DATA RECORDS:
PR #3414, opened 2023-04-11
LockIcon Tooltip show NoGuestAccess or DblClickToUnlock

pmattmann:
closes: #3412

If locked:
image

If logged in as guest:
image

PR #3113, opened 2022-10-23
Minor Picasso improvments

pmattmann:
## editMode icon dblclick
Doubleclick enables/disables editMode

## event hover zindex
in editMode, hover a event brings it to front

image
image

PR #3462, opened 2023-05-15
Double-clicking is not an expected interaction on the web

carlobeltrame:
Users are confused by the double-clicking lock icon. People have suggested via email and also in a course, that one could simply click the lock icon to unlock the picasso or story overview. They did not realize that double-clicking the icon is already implemented. This might be in part because the tooltip on the picasso was showing the wrong message, but also because double-clicking is not a common interaction pattern on the web.

This PR changes the interaction from double-clicking to single-clicking, and refactors the lock component to use a button instead of manually implementing some of the button features.

### DIFF
--- a/frontend/src/views/camp/CampProgram.vue
+++ b/frontend/src/views/camp/CampProgram.vue
@@ -7,7 +7,7 @@ Show all activity schedule entries of a single period.
     <template #title-actions>
       <period-switcher :period="period" />
       <v-spacer />
-      <LockIcon
+      <LockButton
         v-model="editMode"
         :shake="showReminder"
         :disabled-for-guest="!isContributor"
@@ -63,7 +63,7 @@ import ScheduleEntries from '@/components/program/ScheduleEntries.vue'
 import PeriodSwitcher from '@/components/program/PeriodSwitcher.vue'
 import DownloadNuxtPdf from '@/components/print/print-nuxt/DownloadNuxtPdfListItem.vue'
 import DownloadReactPdf from '@/components/print/print-react/DownloadReactPdfListItem.vue'
-import LockIcon from '@/components/generic/LockIcon.vue'
+import LockButton from '@/components/generic/LockButton.vue'
 import LockUnlockListItem from '@/components/generic/LockUnlockListItem.vue'
 
 export default {
@@ -75,7 +75,7 @@ export default {
     ContentCard,
     Picasso,
     ScheduleEntries,
-    LockIcon,
+    LockButton,
     LockUnlockListItem,
   },
   mixins: [campRoleMixin],
--- a/frontend/src/views/camp/CampProgram.vue
+++ b/frontend/src/views/camp/CampProgram.vue
@@ -11,8 +11,7 @@ Show all activity schedule entries of a single period.
         v-model="editMode"
         :shake="showReminder"
         :disabled-for-guest="!isContributor"
-        :message="$tc('views.camp.campProgram.guestsCannotEdit')"
-        @dblclick="editMode = !editMode"
+        @click="editMode = !editMode"
       />
       <v-menu offset-y>
         <template #activator="{ on, attrs }">
--- a/frontend/src/components/generic/LockButton.vue
+++ b/frontend/src/components/generic/LockButton.vue
@@ -1,18 +1,19 @@
 <template>
   <v-tooltip :disabled="tooltip == ''" bottom>
     <template #activator="{ on }">
-      <v-icon v-if="value" small v-on="{ click: iconClick, ...on }">
-        mdi-lock-open-variant
-      </v-icon>
-      <v-icon
-        v-else
+      <v-btn
+        icon
         small
-        color="grey"
+        :aria-label="tooltip"
+        :disabled="disabledForGuest"
+        class="e-pointer-events-auto"
         :class="{ 'e-shake-lock': shake }"
-        v-on="{ click: iconClick, ...on }"
+        @click="$emit('click')"
+        v-on="on"
       >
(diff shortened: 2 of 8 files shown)


usu:
In https://github.com/ecamp/ecamp3/pull/2744 we changed this from being a Switch to a single-click Icon. Later we changed it from single click to double click (https://github.com/ecamp/ecamp3/pull/3113).

Wouldn't a switch be more intuitive to use? Maybe with a lock icon on both sides instead of text?

frontend/src/views/camp/CampProgram.vue
```diff
@@ -11,8 +11,7 @@ Show all activity schedule entries of a single period.
         v-model="editMode"
         :shake="showReminder"
         :disabled-for-guest="!isContributor"
-        :message="$tc('views.camp.campProgram.guestsCannotEdit')"
```
BacLuc, line 14: why did you remove the message here?

carlobeltrame: This was the wrong message. It would always show the "guests cannot edit" message, even when one is a full collaborator. This was a mistake that slipped through in the previous refactoring in #3414. In that PR, we introduced a generic "guests cannot edit" message directly in the LockIcon component.
But I could remove this translation from our translation files.

carlobeltrame:
> In #2744 we changed this from being a Switch to a single-click Icon. Later we changed it from single click to double click (#3113).
> 
> Wouldn't a switch be more intuitive to use? Maybe with a lock icon on both sides instead of text?

I think that's not completely correct.
Initially, we had a switch.
In #2744, we removed the switch in favor of a read-only icon plus a single-clickable entry in the three-dot menu (because the switch was taking up too much space).
In #3113, we made the icon double-clickable (keeping the single-clickable menu entry). The lock icon was never single-clickable.

According to the most recent user feedback (see email), users found the menu entry, saw the lock icon and tried to single-click it, but didn't make the connection to double clicking.

frontend/src/views/camp/CampProgram.vue
carlobeltrame: Removed the superfluous translations for now. If we want a customized message for guest write permissions on the picasso, we can always refactor the LockIcon component again.

manuelmeister:
> In #2744 we changed this from being a Switch to a single-click Icon. Later we changed it from single click to double click (#3113).
> 
> Wouldn't a switch be more intuitive to use? Maybe with a lock icon on both sides instead of text?

I think a switch uses too much space and isn't necessarily more clear. I think a toggle button like this makes more sense (along with the menu entry).

@carlobeltrame I think for a11y the button would not be a bad thing, but I would not use the v-btn as it behaves differently. I would just wrap it in a native button and handle the click on it.

carlobeltrame:
> @carlobeltrame I think for a11y the button would not be a bad thing.

I just got it done right as you posted this.

manuelmeister:
Have seen it. I think I would not use the v-btn as it behaves differently. I would just wrap it in a native button and handle the click on it.

carlobeltrame:
Can you tell me what problems you see with it? I had to add `pointer-events: auto` so that the tooltip works even when the button is disabled. But that is also a [problem](https://stackoverflow.com/questions/2151575/how-do-you-render-tooltip-on-disabled-html-button) with vanilla HTML5 buttons. Apart from that, I have not observed any issues.

manuelmeister:
I don't like disabled buttons, as you correctly pointed out, that they are not focusable when disabled. It should rather focus the tooltip message when it's "disabled".

carlobeltrame:
Well, try it out and let me know of any issues in practice. "I don't like disabled buttons" seems a little too broad to me, since the disabled state is a well-known state of buttons and screen readers should know how to handle it. I wouldn't agree to ban disabled buttons for the whole application without more scientific reasons.
The focus thing you mention is also a problem with a vanilla HTML5 button, and as I said, I solved it using `pointer-events`. If you can show me studies or articles which show that this is a bad practice, I'd agree to search for another solution. But for now, using the (vuetify) builtins consistently seems the right way to me.

The button is now focusable, and the tooltip behaves as you would expect (I also tested it using a guest collaborator). I haven't found a way to make the tooltip itself focusable, I thought the vuetify tooltips always rely on some activator component.

carlobeltrame:
Nevermind, did some research myself, and apparently disabled buttons are really a bad idea in terms of a11y:
https://www.accessibility-developer-guide.com/examples/forms/good-example/#disabling-buttons
https://axesslab.com/disabled-buttons-suck/
Will refactor the button to use the ideas from here: https://css-tricks.com/making-disabled-buttons-more-inclusive/

carlobeltrame:
For later reference, the disadvantages of using a disabled `v-btn`:
- Disabling buttons is arguably bad for a11y [[1]](https://www.accessibility-developer-guide.com/examples/forms/good-example/#disabling-buttons) [[2]](https://axesslab.com/disabled-buttons-suck/), because they lose focusability (whether `<v-btn>` or html5 `<button>`). Adding focusability back (e.g. via `tabindex` or `pointer-events`) is not guaranteed to be well supported by screen readers. So we should avoid using `disabled` on buttons. Instead, we can use `aria-disabled` and JS handling the click interaction.
- `<v-btn>` always shows an animation when clicked (except when adding `disabled`, which we don't want). So if we want to avoid the animation on the disabled button, we have to just use a normal `<button>` element. Caution: No animations will be shown, even when the button isn't disabled. So this should only be done on buttons which don't trigger some expensive operation (because the visual feedback is lost this way).

usu (approved):

manuelmeister (approved):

YOUR GOAL: Go through the records above, find each line with the string "accessibility", and copy it.

TASK ANSWER:
https://www.accessibility-developer-guide.com/examples/forms/good-example/#disabling-buttons
- Disabling buttons is arguably bad for a11y [[1]](https://www.accessibility-developer-guide.com/examples/forms/good-example/#disabling-buttons) [[2]](https://axesslab.com/disabled-buttons-suck/), because they lose focusability (whether `<v-btn>` or html5 `<button>`). Adding focusability back (e.g. via `tabindex` or `pointer-events`) is not guaranteed to be well supported by screen readers. So we should avoid using `disabled` on buttons. Instead, we can use `aria-disabled` and JS handling the click interaction.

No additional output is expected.